> [TASK]: Could you reproduce the lines below from the one with "## Delegation FAQ" through the one with "Let me describe steps which I done."? Keep both ends and add nothing.

> [INPUT DATA]:
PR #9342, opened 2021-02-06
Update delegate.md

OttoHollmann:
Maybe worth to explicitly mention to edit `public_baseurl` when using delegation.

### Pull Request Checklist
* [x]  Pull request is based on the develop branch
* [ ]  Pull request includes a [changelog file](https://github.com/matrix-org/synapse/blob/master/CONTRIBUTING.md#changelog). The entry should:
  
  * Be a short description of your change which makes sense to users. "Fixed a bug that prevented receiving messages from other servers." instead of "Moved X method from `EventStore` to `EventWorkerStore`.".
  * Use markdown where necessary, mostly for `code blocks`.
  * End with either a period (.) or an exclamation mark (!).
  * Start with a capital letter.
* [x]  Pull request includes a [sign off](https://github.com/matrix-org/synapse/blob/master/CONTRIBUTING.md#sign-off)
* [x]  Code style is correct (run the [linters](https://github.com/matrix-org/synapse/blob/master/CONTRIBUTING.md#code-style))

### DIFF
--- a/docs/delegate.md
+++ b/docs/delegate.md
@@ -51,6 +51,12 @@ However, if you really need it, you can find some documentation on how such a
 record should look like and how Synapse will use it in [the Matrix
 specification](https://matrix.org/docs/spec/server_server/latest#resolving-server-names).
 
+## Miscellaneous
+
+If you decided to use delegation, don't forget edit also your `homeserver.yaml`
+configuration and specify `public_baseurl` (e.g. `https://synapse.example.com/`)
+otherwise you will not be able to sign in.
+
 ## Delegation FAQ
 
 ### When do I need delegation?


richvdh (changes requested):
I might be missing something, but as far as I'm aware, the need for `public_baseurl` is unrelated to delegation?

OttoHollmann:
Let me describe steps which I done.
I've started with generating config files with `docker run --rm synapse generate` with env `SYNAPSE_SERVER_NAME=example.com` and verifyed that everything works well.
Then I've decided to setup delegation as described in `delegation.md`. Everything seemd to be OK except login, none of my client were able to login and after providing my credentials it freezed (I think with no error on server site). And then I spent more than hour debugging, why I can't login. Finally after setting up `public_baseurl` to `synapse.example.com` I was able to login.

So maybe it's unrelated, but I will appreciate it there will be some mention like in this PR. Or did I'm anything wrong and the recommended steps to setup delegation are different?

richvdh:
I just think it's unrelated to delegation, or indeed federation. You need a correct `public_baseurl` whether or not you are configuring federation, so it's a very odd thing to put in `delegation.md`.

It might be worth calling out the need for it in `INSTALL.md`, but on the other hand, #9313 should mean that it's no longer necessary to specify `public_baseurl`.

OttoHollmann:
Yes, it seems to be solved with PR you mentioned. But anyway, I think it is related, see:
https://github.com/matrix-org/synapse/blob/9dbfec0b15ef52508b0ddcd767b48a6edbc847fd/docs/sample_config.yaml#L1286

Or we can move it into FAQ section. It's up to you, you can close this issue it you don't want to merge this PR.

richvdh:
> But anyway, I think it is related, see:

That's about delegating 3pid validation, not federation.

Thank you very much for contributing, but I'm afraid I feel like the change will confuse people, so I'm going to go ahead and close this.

* * *

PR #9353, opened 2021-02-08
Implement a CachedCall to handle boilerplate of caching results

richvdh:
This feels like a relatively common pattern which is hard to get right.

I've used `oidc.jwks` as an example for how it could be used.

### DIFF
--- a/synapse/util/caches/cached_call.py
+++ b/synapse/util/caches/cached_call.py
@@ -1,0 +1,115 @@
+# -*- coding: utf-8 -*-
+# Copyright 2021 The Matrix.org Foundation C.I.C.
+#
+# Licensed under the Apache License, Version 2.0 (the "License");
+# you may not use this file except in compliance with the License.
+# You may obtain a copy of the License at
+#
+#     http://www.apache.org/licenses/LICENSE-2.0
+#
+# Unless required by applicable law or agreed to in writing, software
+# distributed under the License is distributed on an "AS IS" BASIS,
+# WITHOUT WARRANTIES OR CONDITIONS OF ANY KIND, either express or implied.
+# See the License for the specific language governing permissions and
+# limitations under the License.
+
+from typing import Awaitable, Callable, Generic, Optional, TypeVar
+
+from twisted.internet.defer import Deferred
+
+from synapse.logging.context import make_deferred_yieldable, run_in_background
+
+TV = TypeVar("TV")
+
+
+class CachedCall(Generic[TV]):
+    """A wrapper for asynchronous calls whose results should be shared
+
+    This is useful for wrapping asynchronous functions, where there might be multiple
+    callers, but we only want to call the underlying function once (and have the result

--

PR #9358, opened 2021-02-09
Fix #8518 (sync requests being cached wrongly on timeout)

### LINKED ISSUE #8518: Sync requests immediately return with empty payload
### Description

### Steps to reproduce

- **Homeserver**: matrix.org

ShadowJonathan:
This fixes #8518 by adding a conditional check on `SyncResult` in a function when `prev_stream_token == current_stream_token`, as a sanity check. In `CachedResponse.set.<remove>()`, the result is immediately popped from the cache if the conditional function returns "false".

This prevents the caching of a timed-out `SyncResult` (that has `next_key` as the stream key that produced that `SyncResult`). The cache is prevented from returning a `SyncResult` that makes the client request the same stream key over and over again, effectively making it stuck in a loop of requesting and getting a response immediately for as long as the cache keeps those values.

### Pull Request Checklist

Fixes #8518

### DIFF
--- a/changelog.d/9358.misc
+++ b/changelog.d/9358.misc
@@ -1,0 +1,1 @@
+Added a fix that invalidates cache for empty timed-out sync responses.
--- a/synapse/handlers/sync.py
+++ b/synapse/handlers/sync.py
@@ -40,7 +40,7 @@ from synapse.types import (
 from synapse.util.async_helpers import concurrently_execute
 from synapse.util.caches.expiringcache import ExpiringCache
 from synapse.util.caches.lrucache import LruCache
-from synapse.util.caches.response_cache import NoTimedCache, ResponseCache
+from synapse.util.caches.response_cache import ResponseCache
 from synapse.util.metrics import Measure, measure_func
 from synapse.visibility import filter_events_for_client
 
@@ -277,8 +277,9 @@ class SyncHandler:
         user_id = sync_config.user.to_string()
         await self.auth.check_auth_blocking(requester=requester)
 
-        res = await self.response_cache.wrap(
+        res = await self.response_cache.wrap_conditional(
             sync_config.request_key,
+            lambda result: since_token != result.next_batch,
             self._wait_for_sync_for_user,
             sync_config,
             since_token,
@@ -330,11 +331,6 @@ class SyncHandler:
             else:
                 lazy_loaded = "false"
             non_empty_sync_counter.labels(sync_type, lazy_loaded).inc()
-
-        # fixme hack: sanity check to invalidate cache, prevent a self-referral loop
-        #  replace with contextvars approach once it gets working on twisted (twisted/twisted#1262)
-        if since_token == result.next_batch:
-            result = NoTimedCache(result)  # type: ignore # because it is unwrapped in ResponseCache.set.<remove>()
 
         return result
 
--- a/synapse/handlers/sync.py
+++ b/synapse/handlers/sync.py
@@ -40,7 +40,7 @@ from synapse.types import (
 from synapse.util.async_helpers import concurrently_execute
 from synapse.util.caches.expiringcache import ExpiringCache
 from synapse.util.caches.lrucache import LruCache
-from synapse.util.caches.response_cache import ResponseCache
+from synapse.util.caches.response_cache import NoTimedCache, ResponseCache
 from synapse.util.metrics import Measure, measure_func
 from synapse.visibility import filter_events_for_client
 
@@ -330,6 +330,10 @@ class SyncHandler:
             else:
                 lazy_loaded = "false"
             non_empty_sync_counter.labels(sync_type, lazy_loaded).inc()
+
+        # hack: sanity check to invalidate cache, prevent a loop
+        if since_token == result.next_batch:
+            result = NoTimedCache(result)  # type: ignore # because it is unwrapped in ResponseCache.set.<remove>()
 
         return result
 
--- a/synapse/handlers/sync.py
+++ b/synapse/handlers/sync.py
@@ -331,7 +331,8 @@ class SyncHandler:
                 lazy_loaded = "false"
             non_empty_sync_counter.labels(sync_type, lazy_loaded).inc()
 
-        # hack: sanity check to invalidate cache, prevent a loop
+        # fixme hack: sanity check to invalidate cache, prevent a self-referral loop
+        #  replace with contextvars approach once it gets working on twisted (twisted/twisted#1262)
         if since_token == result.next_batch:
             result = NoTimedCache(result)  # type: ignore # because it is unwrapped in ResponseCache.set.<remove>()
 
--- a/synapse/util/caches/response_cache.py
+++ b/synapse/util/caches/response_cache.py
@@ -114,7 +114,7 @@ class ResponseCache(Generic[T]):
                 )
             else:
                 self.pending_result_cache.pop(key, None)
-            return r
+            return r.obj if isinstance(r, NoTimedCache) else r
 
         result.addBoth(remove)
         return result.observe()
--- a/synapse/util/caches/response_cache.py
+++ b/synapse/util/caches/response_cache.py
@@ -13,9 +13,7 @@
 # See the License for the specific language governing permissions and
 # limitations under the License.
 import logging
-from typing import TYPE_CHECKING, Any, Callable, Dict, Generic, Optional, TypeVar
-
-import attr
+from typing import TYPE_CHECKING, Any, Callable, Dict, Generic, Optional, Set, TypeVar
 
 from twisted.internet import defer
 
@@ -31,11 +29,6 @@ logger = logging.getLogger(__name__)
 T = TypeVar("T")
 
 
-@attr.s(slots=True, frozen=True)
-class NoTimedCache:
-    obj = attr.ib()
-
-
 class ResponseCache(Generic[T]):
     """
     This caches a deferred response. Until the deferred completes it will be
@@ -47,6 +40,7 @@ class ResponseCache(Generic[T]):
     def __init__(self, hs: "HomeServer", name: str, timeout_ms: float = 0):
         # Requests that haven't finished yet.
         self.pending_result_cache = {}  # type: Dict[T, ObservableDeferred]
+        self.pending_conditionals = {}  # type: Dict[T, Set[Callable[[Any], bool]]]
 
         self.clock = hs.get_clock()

> [REPLY]:
 ## Delegation FAQ
 
 ### When do I need delegation?


richvdh (changes requested):
I might be missing something, but as far as I'm aware, the need for `public_baseurl` is unrelated to delegation?

OttoHollmann:
Let me describe steps which I done.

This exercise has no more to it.